The plating layers 131b and 132b may include, for example, Ni, Sn, Pd, and/or an alloy including the same, and may be formed of a plurality of layers. The plating layers 131b and 132b may be, for example, a Ni plating layer or an Sn plating layer, and may have a form in which the Ni plating layer and the Sn plating layer are sequentially formed. In addition, the plating layers 131b and 132b may include a plurality of Ni plating layers and/or a plurality of Sn plating layers.

In the drawings, a structure is illustrated in which the multilayer electronic component 100 has two external electrodes 131 and 132, but the present disclosure is not limited thereto, and the number or shapes of the external electrodes 131 and 132 may be changed depending on shapes of the internal electrodes 121 and 122 or other purposes.

In general, a maximum size (L) of the multilayer electronic component in the second direction may be greater than a maximum size (T) of the multilayer electronic component in the first direction and a maximum size (W) of the multilayer electronic component in the third direction. That is, in general, the multilayer electronic component may satisfy L>T and L>W. In this case, the internal electrode may be exposed to a surface (hereinafter, referred to as a WT surface) of the body in the first direction×the third direction having an area, relatively narrower than an area of a surface (hereinafter, referred to as an LT surface) of the body in the first direction×the second direction.

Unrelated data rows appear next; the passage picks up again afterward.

PR #310, opened 2020-01-09
Add the option to use ssh keys to create the cluster in libvirt

arbulu89:
Add the usage of ssh keys to create the cluster in libvirt as we do in the cloud providers

### DIFF
--- a/libvirt/main.tf
+++ b/libvirt/main.tf
@@ -77,6 +77,8 @@ module "hana_node" {
   reg_code               = var.reg_code
   reg_email              = var.reg_email
   reg_additional_modules = var.reg_additional_modules
+  cluster_ssh_pub        = var.cluster_ssh_pub
+  cluster_ssh_key        = var.cluster_ssh_key
   ha_sap_deployment_repo = var.ha_sap_deployment_repo
   qa_mode                = var.qa_mode
   hwcct                  = var.hwcct
@@ -111,6 +113,8 @@ module "drbd_node" {
   reg_code               = var.reg_code
   reg_email              = var.reg_email
   reg_additional_modules = var.reg_additional_modules
+  cluster_ssh_pub        = var.cluster_ssh_pub
+  cluster_ssh_key        = var.cluster_ssh_key
   ha_sap_deployment_repo = var.ha_sap_deployment_repo
   devel_mode             = var.devel_mode
   provisioner            = var.provisioner
@@ -170,6 +174,8 @@ module "netweaver_node" {
   reg_code               = var.reg_code
   reg_email              = var.reg_email
   reg_additional_modules = var.reg_additional_modules
+  cluster_ssh_pub        = var.cluster_ssh_pub
+  cluster_ssh_key        = var.cluster_ssh_key
   ha_sap_deployment_repo = var.ha_sap_deployment_repo
   provisioner            = var.provisioner
   background             = var.background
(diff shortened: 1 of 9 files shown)


arbulu89:
> I find that this overlaps with the already present `public_key_location` tfvar which is injected in the `authorized_keys` salt grain; I think we should either clarify the difference in the documentation or remove it altogether.

First of all, this change just normalize how we use this parameters and keys as they are used in the cloud providers, so if we decide to change we will most probably need to change in all of them.

Now,

The 2 key pairs are used for different purposes.
The keys in `public_key_location` are used to give access to the VM itself.
This `cluster_ssh_pub` keys are used to give HA bootstrap formula (and `crmsh`) the option to create the cluster without asking for password (this second ssh keys must be passphraseless).

We have some options here:
- Try to remove `cluster_ssh_pub` pair key at all and use only 1 key pair to access the VM and create the cluster (I don't know if this is feasible as we need to upload some dummy ssh key private key to the machines, and I woulnd't like people uploading their own ssh keys by accident).
- Obviously, document better how they work (as in the cloud).

By now, I would vote for the documentation option, as any other change requires much more work (among all the providers).
What do you think @stefanotorresi ?

stefanotorresi:
I suspected they served a different purpose, but that's still not very clear to me.

I guess we have to better document all of these, because right now they are very confusing. Do you want to do this in another PR that touches all the providers?

stefanotorresi:
Now that I look even deeper into it, I can point out a lot of problems with the current documentation of these variables:

I take the Azure provider for example, but I guess the same goes for all the others:
1. in the readme, we first tell the user to "Generate private and public keys for the cluster nodes" inside a specific folder, and then to have `cluster_ssh_pub` and `cluster_ssh_key` vars match just the file names? But in the tfvars file, we say that these two values are paths, not just file names.
2. Both `private_key_location` and `public_key_location` are said to be local paths to keys that are used to access the virtual machines. If the previous ones are copied in all the vms, couldn't those _also_ be used to access?
3. It is nowhere indicated that the path indicated in `cluster_ssh_key` must point to a passphrase-less private key.

MalloZup:
In the past I have also stumbled why we create so many ssh keys. 
IMHO we shouldn't have much vars and ssh keys.


I think we need a follow-up issue for this trying to fix this problem without introducing vars or reusing the same ssh keys from users

e.g,  some examples:
https://github.com/uyuni-project/sumaform/blob/487230a19dcc0f4cd1c0e8bf75122e8213096942/modules/libvirt/locust/main.tf#L5 
https://github.com/uyuni-project/sumaform/blob/master/README_ADVANCED.md#custom-ssh-keys

arbulu89:
@MalloZup @stefanotorresi 
Here is why we have this 2 ssh key pairs.
Libvirt and cloud providers are a bit different in their creation. In libvirt the machines are created with password access (`linux` by default`) while in the cloud providers not (I'm not 100% sure, but the reason behind that is that the cloud images root user comes without password, so if we enable the ssh access with password (what is possible), it would a safety issue).

So, in libvirt deployment, we were taking advantage of this password usage, and using it to create the cluster (the joining node needs to access without password to the init node). The ha bootstrap formula gives the option to set the password and use (otherwise, ssh keys authorization is mandatory).

So, in the cloud providers, in order to enable this cluster creation, we need to upload a ssh key pair (public and private keys) by force. Obviously, we don't want to upload our personal keys, that's why a "dummy" key pair creation is explained and used.

The unique way to remove one of the keypairs would be to use the `public_key_location` with the same ssh keys created for the cluster, but I don't really like the idea, I personally prefer the to have the flexibility to use the keys we want (what we could do is to have default values for this variables pointing to /home/$user/.ssh/id_rsa and /home/$user/.ssh/ida_rsa.pub).

arbulu89:
All that being said, it's true that this PR is not strictly need, it was just created to add some functionalities that are available in the cloud providers and not in libvirt.

MalloZup:
imho we can close this

arbulu89:
> imho we can close this

Why do you want to close it? I think having this feature makes sense to test different use cases (crmsh with -no-overwrite-ssh for example). It lacks some documentation that's it.

stefanotorresi:
@arbulu89 if you could add some even rudimentary docs on this feature, I'd be happy to merge it!

arbulu89:
Closing as it is stalled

However, heat generated in the multilayer electronic component may be mainly discharged to the outside of the multilayer electronic component through the internal electrode and the external electrode mainly including a metal having thermal conductivity higher than that of ceramics. Thus, in a structure according to the related art, heat may be discharged to the WT surface of the body having a relatively narrow area.

According to an example embodiment of the present disclosure, when a maximum size of the multilayer electronic component 100 in the first direction is T, a maximum size of the multilayer electronic component 100 in the second direction is L, and a maximum size of the multilayer electronic component 100 in the third direction is W, W>L may be satisfied. Accordingly, the internal electrodes 121 and 122 may be exposed to the WT surface of the body 110 having an area, relatively wider than that of the LT surface of the body 110. Accordingly, heat generated in the multilayer electronic component 100 may be effectively discharged.

In order to effectively discharge heat generated in the multilayer electronic component 100 by sufficiently securing the exposed area of each of the internal electrodes 121 and 122, a ratio of a maximum size of the internal electrodes 121 and 122 in the third direction to W may be, for example, 0.7 or more and 0.9 or less

In addition, in order to implement the intended electrical characteristics of the multilayer electronic component 100 within a limited mounting area, T and L may need to be properly designed. When T excessively increases, the number of laminated internal electrodes 121 and 122 may increase accordingly, and thus cracks or delamination may occur in the multilayer electronic component 100. In addition, when L excessively increases, sizes of the internal electrodes 121 and 122 in the second direction increases accordingly, and thus ESL and ESR of the multilayer electronic component 100 may increase.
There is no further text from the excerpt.